SRT H.264 video source


I am currently attempting to compare software- and hardware-based conversion of h.264 → rgb. For that I implemented a FFmpeg-based video source operator which receives a srt stream and decodes the h.264.

Is it possible to profile FFmpeg conversion using nsight systems? The process for the ffmpeg command does not show any traces.

Is there a better way to do this? Is it possible to circumvent the host machine and directly receive the frames on the device?

Thanks in advance

class FFmpegSRTStreamSourceOp(Operator):
    def __init__(self, fragment, url, height, width, n_channels, *args, **kwargs):
        self.height = height
        self.width = width
        self.n_channels = n_channels
        self.url = url
        self.buffer_size = self.width*self.height*self.n_channels
        self.ffmpeg_command = ['ffmpeg',
                                '-max_delay', '0',
                                '-y', '-vsync', '0',
                                '-hwaccel_device', '0',
                                '-hwaccel', 'cuda',
                                '-fflags', 'nobuffer', '-flags', 'low_delay', '-strict', 'experimental',
                                '-i', url,
                                '-pix_fmt', 'rgb24',
                                '-s', f'{width}x{height}',
                                '-vf', 'setpts=0',
                                '-f', 'rawvideo', 'pipe:'
        super().__init__(fragment, *args, **kwargs)
    def setup(self, spec: OperatorSpec):
    def start(self):
        # using subprocess and pipe to fetch frame data
        self.p = subprocess.Popen(self.ffmpeg_command, stdout=subprocess.PIPE, bufsize=10**8)
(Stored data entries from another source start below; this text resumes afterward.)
PR #3312, opened 2022-02-08
Add auto approve dependency workflow schedule

gsheni:
- For some reason, the auto approve workflow does not get kickoff (with latest dependency PRs)
- This PR makes it so that it runs every 30 mins (which we knows works)


freddyaboulton (approved):
Auto approve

    @nvtx.annotate("compute", color="green")
    def compute(self, op_input, op_output, context):
        with nvtx.annotate("", color="blue"):
            raw_bytes =*self.height*self.n_channels)
        with nvtx.annotate("bytes_to_tensor", color="yellow"):
            tensor = cp.frombuffer(raw_bytes, cp.uint8)

            if tensor.size != self.buffer_size:
            tensor = tensor.reshape(self.height, self.width, self.n_channels)
        entity = Entity(context)
        op_output.emit(entity, "source")

    def stop(self):
        return super().stop()

When I was reproducing the ‘multi-endoscopy app’ demo, I also had a similar need: output the real-time video stream which is captured from a usb video camera to the input of the ‘ai-model’. In this step, the problem of ‘yuyv cannot be converted’ occurred. I also want to learn from your idea and use a piece of code to adapt the video stream to a suitable RGB format.
I would like to ask the author, have you solved this problem? If successful, please share how you solved it?